= Joseph-Mathurin Bourg =

Canadian Roman Catholic priest (1744– 1797)

Abbé Joseph-Mathurin Bourg (June 9, 1744 – August 20, 1797; /fr/; /'bɜːr/; BER) was a Roman Catholic Spiritan priest. His family was among those Acadians expelled from Nova Scotia during the French and Indian War. They eventually ended up in France, where Bourg entered the seminary in Paris and joined the Congregation of the Holy Spirit. He was sent to Quebec, where he was ordained. He was assigned to the missions in Nova Scotia, and in 1774 made vicar-general for Acadia.

==Life==
Bourg was born in Rivière-aux-Canards, the eldest son of Michel and Anne Hébert Bourg. In 1755 he was deported with his family to Virginia where they were refused asylum. They were then sent to England where they were held as prisoners until the Treaty of Paris was signed in 1763 and the Bourg family went to Saint-Malo, and eventually wound up in nearby Saint-Servan.

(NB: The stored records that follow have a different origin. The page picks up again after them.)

PR #680, opened 2026-08-18
test(researcher): Playwright e2e suite and CI job

nikola0x0:
## Summary

Closes the "e2e test researcher" half of the task: a 15-test Playwright suite plus a `researcher-e2e` CI job, mirroring the existing `chatbot-e2e` setup.

Researcher had **no automated tests at all** — the app with the only real Walrus writes was verified entirely by hand. That's how the title-model P0 in #673 reached production.

> **Stacked on #673** (base `fix/researcher-title-model-chat-crash`). The P0 regression spec asserts the error-frame guard from that PR, so merge #673 first; this PR then retargets to `dev` automatically.

## The test that would have caught the P0

`e2e/chat-stream.test.ts` asserts the raw SSE frames from `/api/chat`: a failing title model must not put an `error` frame on the stream.

Verified as a **real** regression test, not merely a passing one — with the `try/catch` guard removed it fails with the exact production symptom, while the answer still streams underneath:

```
Expected length: 0
Received length: 1
Received array:  [{"errorText": "Oops, an error occurred!", "type": "error"}]
```

## Mock seams

Four seams, all keyed off the existing `isTestEnvironment`, so a run never reaches OpenRouter, Sui, or the relayer:

| Seam | What it does |
|------|--------------|
| `lib/ai/providers.ts` | Maps picker model ids onto the three registered mock models. **The pre-existing test branch was broken** — it passed the raw id straight through, so `languageModel("google/gemini-2.5-flash")` would have thrown `NoSuchModelError` on the first message. The branch had simply never run. |
| `lib/ai/models.mock.ts` | A `FAIL_TITLE_GENERATION` sentinel in a user message makes the title model reject, reproducing the P0 on demand. |
| `lib/auth/delegate-account.mock.ts` (new) | Fabricates the `MemWalAccount` object for two fixture identities. The real binding validation still runs, so unregistered keys and unknown accounts fail exactly as they do on-chain — both asserted. |
| `lib/sprint/memwal.ts` | `MemWalMock` from the SDK, one instance per process, so remember → recall round-trips in memory and **CI can never write to the production relayer**. |

## Coverage

| Spec | Covers |
|------|--------|
| `auth.setup.ts` | Signs in as account A through the real form (doubles as the happy-path login test) and account B via API; saves both storage states. |
| `e2e/auth.test.ts` | Anonymous redirects; unregistered key, unknown account, malformed key rejections. |
| `e2e/chat.test.ts` | Input/suggestions render; message streams a reply; chat survives reload with both rows. Asserts **zero uncaught page errors**, guarding the auto-resume `TypeError` from `39e102ae`. |
| `e2e/chat-stream.test.ts` | SSE frame protocol + the P0 regression test above. |
| `e2e/visibility.test.ts` | Private/Public boundary across two real accounts. |

## Two behaviors pinned as they are, not as expected

Both found while writing the specs; neither leaks content:

1. **A private chat opened by another user returns HTTP 200**, not 404 — `app/(chat)/chat/[id]/page.tsx` wraps the async component in `<Suspense>`, so the streaming shell is flushed before `notFound()` runs. The user correctly sees the not-found page; only the status code is misleading (matters for monitoring/bots). The spec asserts the rendered page and the absence of the canary.
2. **Anonymous visitors are redirected to `/login` even for public chats**, since `proxy.ts`'s auth check precedes the visibility check — the known "Public — Anyone with the link" product gap. Pinned deliberately, with a comment to update it if that product decision changes.

## Flakiness worked out up front

`global-setup.ts` clears the auth limiter's Redis keys before each run. The limiter allows 10 verify attempts per IP per minute and a run spends five, so without this a second run inside a minute fails at sign-in with a 429 that looks nothing like the real problem. Both identities also sign in once in a setup project rather than per-test, keeping CI's 2 retries clear of the limit.

Also worth knowing for anyone adding specs (documented in `tests/README.md`): `browser.newContext()` **inherits** the project's `use.storageState`, so a context that must be someone else — including an anonymous one — has to pass its own explicitly. Miss it and the test still passes, for the wrong reason. My first draft of the visibility specs hit exactly this.

## Verification

- **15/15 green on three consecutive runs**, ~10s each
- Green from cold with Playwright managing its own webServer, and with `AUTH_SECRET` / `NEXT_PUBLIC_MEMWAL_PACKAGE_ID` unset — so the config defaults CI relies on are exercised
- Negative control: guard removed → P0 spec fails as shown above; restored → green
- `tsc --noEmit` clean; `pnpm test:unit` 14/14

## Notes

- Lint is not wired into the new job: `ultracite`/`biome` version mismatch already breaks `pnpm lint` repo-wide (soft-failed for chatbot in the same workflow). Same follow-up.
- The suite has no live-model or live-Walrus canary by design; the real remember → recall loop against the production relayer stays a manual check.

### DIFF
--- a/apps/researcher/lib/sprint/memwal.ts
+++ b/apps/researcher/lib/sprint/memwal.ts
@@ -1,10 +1,20 @@
 import "server-only";
 
-import { MemWal } from "@mysten-incubation/memwal";
+import { MemWal, MemWalMock } from "@mysten-incubation/memwal";
 import type { RememberResult } from "@mysten-incubation/memwal";
+import { isTestEnvironment } from "@/lib/constants";
 import type { Citation, SourceMeta } from "./types";
 
-function getMemWalClient(key: string, accountId: string) {
+// Shared across requests so a sprint remembered in one Playwright request is
+// recallable in the next — and so test runs can never write to the real
+// relayer configured in MEMWAL_SERVER_URL.
+let testMemWalClient: MemWalMock | null = null;
+
+function getMemWalClient(key: string, accountId: string): MemWal | MemWalMock {
+  if (isTestEnvironment) {
+    testMemWalClient ??= MemWalMock.create({ owner: "playwright" });
+    return testMemWalClient;
+  }
   return MemWal.create({
     key,
     accountId,
--- a/apps/researcher/lib/sprint/memwal.ts
+++ b/apps/researcher/lib/sprint/memwal.ts
@@ -5,15 +5,20 @@ import type { RememberResult } from "@mysten-incubation/memwal";
 import { isTestEnvironment } from "@/lib/constants";
 import type { Citation, SourceMeta } from "./types";
 
-// Shared across requests so a sprint remembered in one Playwright request is
-// recallable in the next — and so test runs can never write to the real
-// relayer configured in MEMWAL_SERVER_URL.
-let testMemWalClient: MemWalMock | null = null;
+// One mock per account, mirroring the real client's per-(key, accountId)
+// construction: a sprint remembered by one identity must not be recallable by
+// another. Held across requests so remember → recall round-trips within a run,
+// and so test runs can never write to the real relayer in MEMWAL_SERVER_URL.
+const testMemWalClients = new Map<string, MemWalMock>();
 
 function getMemWalClient(key: string, accountId: string): MemWal | MemWalMock {
   if (isTestEnvironment) {
-    testMemWalClient ??= MemWalMock.create({ owner: "playwright" });
-    return testMemWalClient;
+    const existing = testMemWalClients.get(accountId);
+    if (existing) return existing;
+
+    const created = MemWalMock.create({ owner: accountId });
+    testMemWalClients.set(accountId, created);
+    return created;
   }
   return MemWal.create({
     key,
--- a/apps/researcher/playwright.config.ts
+++ b/apps/researcher/playwright.config.ts
@@ -1,0 +1,105 @@
+import path from "node:path";
+import { defineConfig, devices } from "@playwright/test";
+import { config } from "dotenv";
+
+// Later files never override earlier ones, matching Next's own precedence.
+config({ path: ".env.local" });
+config({ path: ".env" });
+
+// Match the dev script's default port (next dev, no --port flag).
+const PORT = process.env.PORT || "3000";
+const baseURL = `http://localhost:${PORT}`;
+
+const isCI = !!process.env.CI;
+
+export const STORAGE_STATE_USER_A = path.join(
+  __dirname,
+  "tests/playwright/.auth/user-a.json"
+);
+
+// A second identity for cross-account tests. Signed in once by the setup
+// project rather than per-test: the auth limiter allows only 10 verify
+// attempts per IP per minute, which retries would otherwise exhaust.
+export const STORAGE_STATE_USER_B = path.join(
+  __dirname,
+  "tests/playwright/.auth/user-b.json"
+);
+
+export default defineConfig({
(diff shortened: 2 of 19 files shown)


apps/researcher/playwright.config.ts
```diff
@@ -0,0 +1,105 @@
...
+        storageState: STORAGE_STATE_USER_A,
+      },
+    },
+  ],
+
+  webServer: {
+    command: "pnpm dev",
+    url: `${baseURL}/ping`,
+    timeout: 120_000,
+    reuseExistingServer: !isCI,
```
ducnmm, line 87: **[suggestion]** Local `reuseExistingServer: !isCI` is the same pattern as chatbot/noter, but this app is the one that actually writes to Walrus. If a developer already has `pnpm dev` up **without** `PLAYWRIGHT=True`, Playwright will reuse it and `isTestEnvironment` stays false — `MemWal.create()` then hits `MEMWAL_SERVER_URL`.

CI is safe (`reuseExistingServer` is false there). For local runs, consider `reuseExistingServer: false` always, or refuse to reuse unless the existing server advertises the test seam (e.g. a `/ping` header). Worth a line in `tests/README.md` either way.

apps/researcher/lib/sprint/memwal.ts
```diff
@@ -1,10 +1,20 @@
...
 
-function getMemWalClient(key: string, accountId: string) {
+// Shared across requests so a sprint remembered in one Playwright request is
+// recallable in the next — and so test runs can never write to the real
+// relayer configured in MEMWAL_SERVER_URL.
+let testMemWalClient: MemWalMock | null = null;
+
+function getMemWalClient(key: string, accountId: string): MemWal | MemWalMock {
+  if (isTestEnvironment) {
+    testMemWalClient ??= MemWalMock.create({ owner: "playwright" });
```
ducnmm: **[suggestion]** One process-wide `MemWalMock` with `owner: "playwright"` ignores `key` / `accountId`. Fine for the current suite (no sprint isolation specs). If a later spec remembers as A and recalls as B, both share the same in-memory store and the test will pass for the wrong reason. Key the mock on `accountId` (or pass `owner: accountId`) when you add that coverage.

ducnmm (approved):
## Summary

This is the right test to add. Researcher had no automated coverage, and `chat-stream.test.ts` actually pins the title-model P0: a failing title generation must not put an `error` frame on the SSE stream while the answer still streams. Mock seams are gated on `isTestEnvironment` (`PLAYWRIGHT`), the CI job passed (`Researcher / Unit + Playwright E2E` 2m10s), and the two-account visibility specs correctly pass storage state explicitly instead of inheriting user A.

Two non-blocking notes below. Happy to merge as-is.

## Issue counts

- bugs: 0
- suggestions: 2

apps/researcher/playwright.config.ts
nikola0x0: Went with the seam header rather than disabling reuse. `/ping` now returns `x-researcher-test-mode`, and `global-setup.ts` aborts the run if it isn't `1` — so `PLAYWRIGHT=True pnpm dev` keeps the fast `--ui` loop and anything else is refused. Verified against a plain `pnpm dev`: the run stops before any browser starts. Noted in `tests/README.md`. 593552ac

apps/researcher/lib/sprint/memwal.ts
nikola0x0: Keyed it now rather than waiting for the spec: `Map<accountId, MemWalMock>` with `owner: accountId`, matching the real client's per-`(key, accountId)` construction. No spec covers sprint isolation yet, so it's type-checked only. 593552ac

In 1767 he attended the Séminaire du Saint-Esprit in Paris, under the patronage of the Abbé de L’Isle-Dieu, the bishop of Quebec's vicar general in France. In 1770, he received minor orders in the parish church of Saint-Nicolas-du-Chardonnet in Paris. The following year he was sent to Quebec, where on 19 September 1772 he was ordained priest by Bishop Jean-Olivier Briand in the chapel of the Hôtel-Dieu de Montréal.

He was sent by his superiors to work in Baie des Chaleurs area. He was in charge of the missions of Nova Scotia, which also included New Brunswick and Gaspé. Bourg chose Tracadièche as his base. He learned the Mi'kmaq language and was greatly appreciated for his mediation efforts between Mi'kmaqs and white settlers. He lived in what is now Carleton and is responsible for the very first census of Carleton and Nouvelle.

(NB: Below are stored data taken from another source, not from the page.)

PR #678, opened 2026-08-18
chore(release): bump MCP package to 0.0.9

ducnmm:
## Summary

`@mysten-incubation/memwal-mcp@0.0.8` is already on npm (2026-08-14). The WALM-321 cold-start fix (#579) landed on `dev` after that publish and was appended under the **0.0.8** heading.

This is the missing manual version bump:

- `0.0.8` → **`0.0.9`** in every MCP / plugin manifest (same set as the 0.0.8 release).
- New `## 0.0.9` changelog in `packages/mcp/CHANGELOG.md` and `docs/mcp/changelog.mdx`.
- The 0.0.8 heading is restored to what actually shipped (tool titles / hints only).
- `TESTING.md` pins updated to `0.0.9-dev.N` / `latest` = 0.0.9 after `main`.

Also syncs `scripts/verify-manual-sdk-release.mjs` to SDK **0.1.3** (already on `dev`) so the checker matches the tree.

No code change. OpenClaw stays 0.0.5.

## Why a separate PR

#677 (`dev` → `staging`) should not carry a version bump of its own. Merge this to `dev` first; #677 will pick it up automatically.

## After merge

- `release-mcp.yml` should publish `@mysten-incubation/memwal-mcp@0.0.9-dev.N` on the `dev` dist-tag.
- `latest` stays **0.0.8** until this reaches `main`.

PR #681, opened 2026-08-18
fix(mcp): send proactive-usage instructions in the initialize handshake

harrymove-ctrl:
Closes WALM-324.

## Problem

Desktop MCP clients and Codex switched to lazy tool loading. Tool schemas no longer enter the model's context until a tool is explicitly loaded, and our entire "when to save / when to recall" contract lived inside those tool descriptions.

Result: the model sees no memory tool, so it either offers its own built-in memory or flatly denies the tool exists. It only works if the user prefixes the prompt with "using the memwal tools...".

## Why it still worked in the demo videos

The plugin install path ships a SessionStart hook (`packages/mcp/plugin/scripts/on_session_start.mjs`) that injects the proactive guidance into the session. Plain MCP installs (`command + args` in the client config) never got that hook, so only plugin users kept working. The videos were recorded on the plugin path.

## Fix

The MCP `instructions` field is delivered with `initialize`, before any `tools/list`, so lazy tool loading cannot strip it. Clients inject it into the model's system prompt.

There are **three** initialize responders, and none of them set it:

1. `services/server/scripts/mcp/server.ts` (relayer) constructed `McpServer` with no options object. Serves the direct HTTP/OAuth connector path.
2. `packages/mcp/src/bridge.ts` `buildLocalInitializeResult` answers `initialize` **locally** at cold start and **suppresses** the relayer's reply. This is the path every signed-in stdio client uses.
3. `packages/mcp/src/auth-required.ts` hand-rolls its own result for the signed-out case.

All three now send `instructions`. The relayer and bridge carry the full recall/remember/recover guidance plus a line countering the reported symptom ("if a memwal_* tool is not currently loaded, load it and use it; never tell the user that memory is unavailable"). The signed-out stub instead points at `memwal_login`, since every memory tool fails without credentials and telling the model to save proactively there would only manufacture errors.

Bridge and auth-required share one definition in the new `packages/mcp/src/instructions.ts`. The relayer keeps its own copy because `services/server/scripts` is the standalone `memwal-server-scripts` npm package with no workspace link to `packages/mcp`; both sides carry a comment pointing at the other.

### How #2 was found

Worth recording, because it invalidated an assumption in the first version of this PR. I originally claimed the bridge forwards `initialize` upstream untouched, so fixing the relayer alone would be enough. End-to-end probing against a deployed relayer disproved it: `/version` reported `build.commit` exactly equal to this branch HEAD, confirming the relayer was running the fix, yet the client handshake still returned `version 0.0.1` with no instructions. That value could only come from `buildLocalInitializeResult`.

So the relayer fix alone was correct but unreachable for every stdio user. Unit tests could not catch this: the relayer test drives the routes directly and the auth-required test runs a different mode. Only the real bridge path exposed it.

## Regression tests

`instructions` is an optional field on both responders, so dropping it fails no type check and breaks no other assertion. That is exactly how this went missing.

* `services/server/scripts/mcp/__tests__/instructions.test.ts` drives the real mounted routes over loopback HTTP.
* `packages/mcp/test/coldstart-init.test.mjs` now asserts the bridge's local initialize carries instructions and a non-stub version. Every other assertion in that file passed while the field was absent.

Confirmed the relayer test actually bites: removing the constructor argument turns it red, restoring it turns it green.

## Drive-by: real `serverInfo.version`

All three handshakes hardcoded `version: "0.0.1"`, matching no real package. Every user's handshake log reported the same fake version, which is part of why triaging this was guesswork, and the components were indistinguishable on the wire. All now report their real version via `packages/mcp/src/version.ts`.

Self-demonstrating: `packages/mcp` was bumped 0.0.5 to 0.0.9 while this branch was open and the handshake picked it up with no code change. It also turned the version into the diagnostic that located bug #2.

`MEMWAL_MCP_COMPATIBILITY_VERSION` stays pinned at 0.0.1 on purpose. It is the relayer-contract baseline compared against `minSupportedSdk.mcp` and checked by `scripts/check-compatibility-contract.mjs`, not a release version.

## Verification

* `npm test` services/server/scripts: 198 pass, 0 fail
* `pnpm test` packages/mcp: 18 pass, 0 fail
* `pnpm typecheck` packages/mcp: clean

Live bridge probe against the deployed dev relayer, before and after the bridge fix:

```
before:  "serverInfo":{"version":"0.0.1"}            instructions: MISSING
after:   "serverInfo":{"version":"0.0.9"}            instructions: PRESENT (1178 chars)
```

Client consumption is confirmed, not assumed: a Claude client's system prompt was observed gaining a `## memwal` section containing this text verbatim, in a session where it had previously been absent.

Deploy safety: replicated the Dockerfile's scripts layer in a temp dir and confirmed `../package.json` resolves to `/app/scripts/package.json` in the container layout.

## Verified end to end on Claude Desktop

All three behavioral cases pass against the patched build, with the relayer deployed from this branch.

| Case | Input | Result |
|---|---|---|
| Proactive save | `My default deploy region is ap-southeast-1` | `memwal_remember` fired unprompted and succeeded |
| Proactive recall | new chat: `What'''s my default deploy region?` | `memwal_recall` fired, returned the fact, answered correctly |
| Negative control | `Run the tests for me` | no `memwal_remember`, correctly silent |

The recall case is the one the ticket title is about. Request/response captured:

```
Request : {"query": "default deploy region deployment preference"}
Response: [score=0.679] User'''s default deploy region is ap-southeast-1 (Singapore)...
```

An earlier recall run looked like a pass and was not: the answer came from Claude'''s built-in memory while the memwal write had 401'''d, so Walrus held nothing. A direct `memwal_recall` confirmed zero matching entries. The rerun above uses a fact that exists only in Walrus, so it cannot be satisfied by any other store.

The 401 was stale environment-scoped credentials, cleared with `memwal_login`. Not a code issue.

### Scope of the claim

* **Proven:** mechanism on Claude Code, by direct observation of the system prompt gaining a `## memwal` section containing this text verbatim.
* **Proven:** behavior on Claude Desktop, all three cases above.
* **Not isolated:** Desktop never displayed an instructions block when asked to quote its system prompt, and the account carries a stored preference naming memwal. The outcome is correct; attribution between the two channels is not cleanly separable there.

## Also included: collapse duplicate recall results

Folded in from #682 (now closed) so both MCP fixes land together.

A `limit=5` recall on a real dev account returned the same fact five times, spending the entire retrieval budget on one preference and crowding out everything else the query should have surfaced:

```
1. [score=0.224] User prefers dark roast coffee
2. [score=0.224] User prefers dark roast coffee
... x5
```

Fixed on the **read** side, not the write side. Storing a fact repeatedly is legitimate: each remember is a distinct event with its own blob and timestamp, and there is deliberately no content-level uniqueness constraint (the only unique index is request idempotency on `remember_jobs (owner, idempotency_key)`, which guards retries). Deduping on write would silently discard a genuine re-statement.

`collapseDuplicates` folds results whose text matches after trimming, whitespace collapsing, and case folding, keeping the highest scoring copy since rows arrive ranked. Matching is exact-after-normalization rather than fuzzy, because merging facts that merely resemble each other would hide real information. The reply reports how many copies were folded rather than quietly returning fewer rows.

7 tests in `mcp/__tests__/recall-dedupe.test.ts`, including two safety cases: distinct facts must pass through untouched, and `"prefers dark roast coffee"` must not collapse with `"prefers dark roast coffee in the morning only"`.

This is relayer-side only (`services/server/scripts`, `"private": true`), so it does not affect the npm package version.

## Release

Manual bump to **0.0.10** following the flow from #678, not changesets: all 11 manifest/changelog/doc files moved together. Verified with the repo checker:

```
$ node scripts/verify-manual-sdk-release.mjs
MCP package 0.0.10: manifests and changelogs synchronized
```

## Not covered by this PR

* ChatGPT / Codex agent surface, untested.
* Codex setup docs are broken independently, since Codex moved into the ChatGPT app and local MCP servers now only apply to the agent surface. Separate docs task.


ducnmm:
LGTM! The fix via `initialize` instructions and the test coverage look solid. 🚀

Quick reminder: please add a changeset (`.changeset/`) or update the changelog for `@mysten-incubation/memwal-mcp` so CI can pick up the version bump & publish on release.

harrymove-ctrl:
Thanks @ducnmm! Changeset added in `ff0d615d`: [`.changeset/gh-681-proactive-instructions.md`](https://github.com/MystenLabs/MemWal/blob/fix/mcp-proactive-instructions/.changeset/gh-681-proactive-instructions.md), patch bump for `@mysten-incubation/memwal-mcp`.


So `release-mcp.yml` will bump 0.0.9 → 0.0.10 and publish on the next `main` release.

Scoped it to the MCP package only, since the published surface here is the bridge and auth-required `initialize` responders. The relayer-side change in `services/server/scripts` ships with the service rather than npm, so it is not part of the bump.

For the same reason, the follow-up #682 (collapse duplicate `memwal_recall` results) deliberately has no changeset: it only touches `services/server/scripts`, which is `"private": true` and never published. Shout if you would rather it had one anyway.

CI is green here, 15/15.

One heads-up: your LGTM came through as a plain comment rather than a submitted review, so GitHub still reports `REVIEW_REQUIRED` and the PR is `BLOCKED` from merging. If you are happy with it, a formal **Approve** on the Files changed tab would unblock it.

harrymove-ctrl:
Redone properly following the manual release flow, per @henry's note that this repo bumps the version + changelog rather than using changesets. Reference: #678 (`42bdd5de`, "bump MCP package to 0.0.9 & update changelog").

`2de2df60` bumps **0.0.9 → 0.0.10** across all 11 files that #678 touched:

* `packages/mcp/package.json`
* `.claude-plugin/marketplace.json`, `.cursor-plugin/marketplace.json`
* `packages/mcp/plugin/plugin.json` and the `.claude-plugin` / `.codex-plugin` / `.cursor-plugin` variants
* `packages/mcp/CHANGELOG.md` and `docs/mcp/changelog.mdx` (new `## 0.0.10` section, plus the "latest MCP package release is…" answer line)
* `packages/mcp/TESTING.md` (prerelease dist-tag references)
* `scripts/verify-manual-sdk-release.mjs` (expected version)

Verified with the repo's own checker rather than by eye:

```
$ node scripts/verify-manual-sdk-release.mjs
MCP package 0.0.10: manifests and changelogs synchronized
```

**I also removed the changeset I added in `ff0d615d`.** Keeping both would have double-bumped: `release-mcp.yml` runs `pnpm changeset version` on `main`, so it would have taken the manual 0.0.10 to 0.0.11 and rewritten the changelog section added here. One mechanism or the other, not both.

@ducnmm this supersedes the changeset from my earlier reply, so that request is now satisfied via the changelog route you offered as the alternative.

Still worth noting: the LGTM is a plain comment, so GitHub reports `REVIEW_REQUIRED` and the PR stays `BLOCKED`. A formal **Approve** would unblock it.

ducnmm (approved):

Upon their return from France, his family went to live in Quebec. Bourg went to Quebec in the summer of 1774; around that time, Bishop Briand appointed him Vicar-General for Acadia. That autumn, he made a pastoral visit to the Acadians at Saint John River. From there he made his way to Petitcodiac, and Annapolis, and then Grosses Coques near St. Marys Bay, where he ministered to a group that had returned to settle there after being deported from Massachusetts.

Four years later, he was part of a commission to treat with the Maliseet and Mi'kmaq near Fort Howe; which area had come under attack by American privateers the year before. Bourg was successful in convincing them not to be persuaded by American provocateurs. He subsequently attended meetings at Fort Howe in 1780 and 1781. The abbé's mediation efforts were appreciated by Sir Richard Hughes who in recognition gave him the Heron Island (located between Carleton and present day Charlo. However he never took possession of these lands, being busy with the congregation in Carleton and the Island was eventually given up for Loyalist settlers.

In 1781 he returned to St. Marys Bay and established a church at Pointe-de-l'Église. He made annual visits to southwestern Nova Scotia, until in 1784, Bishop Briand asked him to re-locate to Halifax, which had grown considerably. Bourg was considered well-suited because he spoke English. However, he did not remain long, turning over pastoral duties to the recently arrived Irish Capuchin James Jones from Cork. Father Jones is described as "a very good priest, a learned man, and a gifted preacher.” In February 1786, he once again visited the Acadians of Nova Scotia, then returned to Baie des Chaleurs. In March 1795, after a serious illness, he was given charge of the parish of Saint-Laurent, near Montreal, where he remained until his death on 20 August 1797.